*WHAT THE EXERCISE ASKS:* Find the word "typedef" in the material below and gather every line that contains it.

*DATA SHOWN:*
*** Block opens ***

PR #110, opened 2020-06-18
Overhaul Dockerfile READMEs

aaronwolen:
New [README](https://github.com/TileDB-Inc/TileDB-VCF/blob/aw/ch2596/docker-quickstart/docker/README.md) for Dockerfiles that includes a quick start guide for `tiledbvcf-py` and `tiledbvcf-cli`. Mainly intended for Docker Hub. 

Other changes:

- final working directory is now `/data` rather than `/temp`
- `tiledbvcf-py` can be used to execute a script or launch an interactive session
- set `AWS_EC2_METADATA_DISABLED` env variable to avoid slow down caused by the (typically) necessary API calls

### DIFF
--- a/docker/Dockerfile-py
+++ b/docker/Dockerfile-py
@@ -56,4 +56,4 @@ RUN python setup.py install
 RUN rm -rf /tmp/tiledbvcf
 
 WORKDIR /data
-CMD ["python3"]
+ENTRYPOINT ["python3"]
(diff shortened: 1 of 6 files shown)


docker/Dockerfile-py
```diff
@@ -1,36 +1,8 @@
...
-# THE SOFTWARE.
-#
-# This Dockerfile builds the TileDB-VCF Python image.
-#
-
 FROM continuumio/miniconda3:4.8.2
 ENV CFLAGS "-march=haswell"
 ENV CPPFLAGS "-march=haswell"
 
+ENV AWS_EC2_METADATA_DISABLED true
```
Shelnutt2, line 5: Should we set this in all the dockerfiles?

aaronwolen: Probably makes sense for now but the issue isn't docker specific. I'm thinking we may need to add an option to core.

PR #118, opened 2020-07-07
VCF record iteration for overlapping records

joe-maley:
Currently, we buffer VCF records into memory and store the minimum start
position and maximum end position of these buffered records. When we iterate
to buffer the next set of VCF records, we seek to the maximum end position
and read from there. This breaks if there are any overlapping records.

This patch chanes the behavior from open+seek on each iteration to opening
once on the first iteration and making use of the internal htslib iterator
to move between records.

### DIFF
--- a/libtiledbvcf/src/utils/sample_utils.h
+++ b/libtiledbvcf/src/utils/sample_utils.h
@@ -47,15 +47,6 @@
 namespace tiledb {
 namespace vcf {
 
-/** Alias for unique_ptr to bcf_hdr_t. */
-typedef std::unique_ptr<bcf_hdr_t, decltype(&bcf_hdr_destroy)> SafeBCFHdr;
-
-/** Alias for unique_ptr to bcf1_t. */
-typedef std::unique_ptr<bcf1_t, decltype(&bcf_destroy)> SafeBCFRec;
-
-/** Alias for unique_ptr to htsFile. */
-typedef std::unique_ptr<htsFile, decltype(&hts_close)> SafeBCFFh;
-
 /** Struct holding information about available scratch disk space. */
 struct ScratchSpaceInfo {
   std::string path = "";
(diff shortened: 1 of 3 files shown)


joe-maley:
Taking this down for now. The CI found a flaky failure. I can repro locally.

joe-maley:
Re-opening, the CI failure reproduced on `master` so it is unrelated to this change.

For reference, this is the failure:
```
1: ~~~~~~~~~~~~~~~~~~~~~~~~~~~~~~~~~~~~~~~~~~~~~~~~~~~~~~~~~~~~~~~~~~~~~~~~~~~~~~~
1: tiledb_vcf_unit is a Catch v2.2.1 host application.
1: Run with -? for options
1:
1: -------------------------------------------------------------------------------
1: TileDB-VCF: Test export 100
1: -------------------------------------------------------------------------------
1: /Users/joe/Workspace/TileDB-VCF/libtiledbvcf/test/src/unit-vcf-export.cc:1239
1: ...............................................................................
1:
1: /Users/joe/Workspace/TileDB-VCF/libtiledbvcf/test/src/unit-vcf-export.cc:1239: FAILED:
1: due to unexpected exception with message:
1:   Error getting contig name from VCF; current record is null.
```

aaronwolen:
Thanks! I'm testing it with a large dataset that contains quite a few overlapping ranges.

joe-maley:
@aaronwolen This will solve the issue from last week where we increased the anchor size but still hit a failure. We will still see the same global ordering error message for some anchoring scenarios. Also note the newly discovered `Error getting contig name from VCF; current record is null.` error message.

aaronwolen:
Thanks, @joe-maley. I confirmed that increasing the anchor gap allows us to ingest samples containing overlaps but we still hit the expected global order error when using anchors narrower than the overlapping variants.

PR #119, opened 2020-07-07
 Add python support for scratch space

Shelnutt2:
Add python support for scratch space

Two new parameters are added to the ingest_samples for `scratch_space_path` and `scratch_space_size`. A c-api is also exposed.


Shelnutt2:
> Thanks, @Shelnutt2! I tested it out and hit an error because `set_scratch_space` wasn't added to `Writer`. I fixed it in another branch that also documents the new args. Should I make a PR against this branch?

*** Block closes ***

*EXERCISE RESULT:*
-typedef std::unique_ptr<bcf_hdr_t, decltype(&bcf_hdr_destroy)> SafeBCFHdr;
-typedef std::unique_ptr<bcf1_t, decltype(&bcf_destroy)> SafeBCFRec;
-typedef std::unique_ptr<htsFile, decltype(&hts_close)> SafeBCFFh;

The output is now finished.